Quviq QuickCheck: A new automated testing tool
QuickCheck is a clever tool for testing whether software works correctly under a set of rules constraining its behavior (ie: its specification). The rules that the system accepts (written as Erlang programs) generate programs to evaluate or – as in a recent case study – messages to send to remote servers. After a fault is detected, the QuickCheck system will simplify the generated case as much as possible.
From this paper via lambda-the-ultimate.
An interesting example that the authors use is of specifying the relationship between concat (++) and reverse:
prop_reverse () ->
?FORALL({Xs,Ys},
{list(int()),list(int())},
lists:reverse(Xs++Ys) == lists:reverse(Ys) ++ lists:reverse(Xs)).
This says that for any given two lists of integers, you’ll get the same thing if you append them together and then reverse them as if you’d appended the reversal of the second to the reversal of the first.
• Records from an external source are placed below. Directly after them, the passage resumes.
PR #2279, opened 2020-07-08
Resurrect `hub` package (as `server-wallet`)

andrewgordstewart:
My goal was to create a package that has some seed data that I can put into a postgresql database. We used to have a "hub", which ran a "server wallet" that had a postgresql database and some seed data. So,

- I reverted the commit 043cbe3, which removed that package
- I then
  1. removed firebase related code
  2. removed consensus-app related code
  3. removed code pertaining to acting as a hub
  4. Removed the old migrations (we should use a different schema)
  5. some more odds and ends (dependencies, readme, env vars, etc.)
- Then, I copied over some code from `wallet-core`, and edited it.
   - The relevant code are `store-types`, `state-utils`, and `bn`
   - This is probably contentious, and it's probably worth reverting that, and depending on `wallet-core`
- Then, I copied over the logic from `ChannelStoreEntry` onto the `Channel` model, with the new schema
  - The new schema uses a couple of `jsonb` columns to avoid creating relations to other tables
- Then, I created some seed data that I could insert

## Test plan
I think that we can avoid hitting the database in most tests.

We intend to write some "workflow" code which
1. accepts a set of channel states
2. determines what "Protocol step" we're in
3. declares some side effects

In step 1, we can just pass a `ChannelModel` class instance. -- we don't have to fetch the data from the database. So, our tests can look like
```typescript
test('sending prefund setup', () => {
  const app = Channel.fromJson(fixtures.app.gotPrefundSetup);
  const guarantor = Channel.fromJson(fixtures.unknown);
  const joint = Channel.fromJson(fixtures.unknown);
  const ledger = '0xabc';

  expect(appWorkflow({app, guarantor, joint, ledger})).toMatchObject({
    //
  });
});
```

## TODO:
- [ ] Switch to using `SC_ENV` (or better) environment variable setting
- [ ] Get a test running that tests something useful, and passes


packages/server-wallet/src/bn.ts
```diff
@@ -0,0 +1,30 @@
...
+      [method](b)
+      .toHexString();
+  } else {
+    return EthersBigNumber.from(a)
+      [method](b)
+      .toNumber();
+  }
+};
+
+export const BigNumber = {
```
andrewgordstewart, line 20: This was partially playing around with the idea of not using `BigNumber` class instances.

I'd remove this, and depend on the types defined in `wallet-core`, with the goal of not adding yet another `State` type.

packages/server-wallet/Procfile
```diff
@@ -0,0 +1 @@
+hub: node ./lib/hub/server.js
```
kerzhner, line 1: Let's get rid of this file. We are using docker containers now (as opposed to Heroku slugs).

kerzhner:
I haven't looked closely at this PR, but this seems like a reasonable approach.

PR #2281, opened 2020-07-10
Publish wallet-core and client-api-schema

andrewgordstewart:
This PR prepares the `wallet-core` package and `client-api-schema` package for publishing:
- updating their `package.json` files so that they publish the right things (up-to-date, compiled typescript files)
- updating their `tsconfig.json` files so that they compile the right things (no tests)

I've taken the liberty of publishing these two packages as of 2c7f551. You can explore the files that got published:
- https://www.npmjs.com/package/@statechannels/wallet-core
- https://www.npmjs.com/package/@statechannels/client-api-schema
(The "Explore" tab will let you browse the files.)

### DIFF
--- a/packages/wallet-core/package.json
+++ b/packages/wallet-core/package.json
@@ -27,7 +27,7 @@
   },
   "license": "MIT",
   "scripts": {
-    "prepare": "yarn build",
+    "prepare": "rm -rf lib; yarn build",
     "build": "yarn tsc -b",
     "build:ci": "yarn build",
     "lint:check": "eslint . --ext .ts --cache",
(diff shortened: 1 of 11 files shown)


packages/wallet-core/package.json
```diff
@@ -23,7 +27,7 @@
   },
   "license": "MIT",
   "scripts": {
-    "prepare": "yarn build",
+    "prepare": "rm -rf lib; yarn build",
```
lalexgap, line 30: Just curious, why do we need to remove the `lib` folder?

andrewgordstewart: I don't think it's guaranteed that running the compiler will remove old, compiled files. When preparing, a precursor to publishing, we want to make sure the contents of lib are exactly what we intended.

This happens to be a true statement, but if you were to mess up the specification and say (as the authors demonstrate):
prop_reverse () ->
?FORALL({Xs,Ys},
{list(int()),list(int())},
lists:reverse(Xs++Ys) == lists:reverse(Xs) ++ lists:reverse(Ys)).
The QuickCheck system would quickly find a counterexample. As the paper describes, the system might find { Xs = [-2], Ys = [2] } as a counterexample. The neat thing is that the system would then reduce this counterexample to its simplest form, to report { Xs = [0], Ys = [1] } as a failure case. This is useful because it says that the numbers themselves aren’t important, but that the assertion immediately fails when Xs and Ys are different.
The authors don’t go into any detail about how the QuickCheck evaluator itself works (perhaps because they’re going to start a company based on this product). Clearly it’s built on some kind of Prolog-style evaluator. They chose to use Erlang, which might mean that the evaluator uses some kind of random concurrent search strategy, rather than the ordered depth-first search of traditional Prolog (though they don’t claim anything like this in their section on why Erlang was better suited for implementing QuickCheck than Haskell, which was used for the first implementation). The simplification system also sounds like an interesting twist that must happen at the evaluator level. It sounds like they provide a set of primitive ‘generators’ that define a ‘minimization ordering.’ So with the int() generator: 0 < 1 < 2 < ... < n will tell the evaluator to try to backtrack to 0. The list(G) generator might be something like: [] < [min(G)] < [min(G), min(G)] < ...
The 'real life' example, which they give to demonstrate the value of this tool, is also interesting:
The last fault we found arises when a termination is added to a new context; a second termination is added, and then subtracted; a third termination is added and then subtracted; then a fourth termination is added and subtracted. On this final subtract, there is a crash in the proxy. This failing case was particularly interesting because it illustrated the power of shrinking: the original test consisted of over 160 commands, but shrinking reduced it to just these seven. It is also a test that a human tester would hardly be likely to try. The problem was caused by a failure to clean up data-structures correctly on a subtract, leading to an incorrect state after the first subtract, but survivable until the third one.
That sounds pretty promising to me.
PS: One of the authors of this system also wrote a really interesting essay a few years back called Why Functional Programming Matters. It’s a great read for anybody who wonders if this functional stuff is all a bunch of nonsense.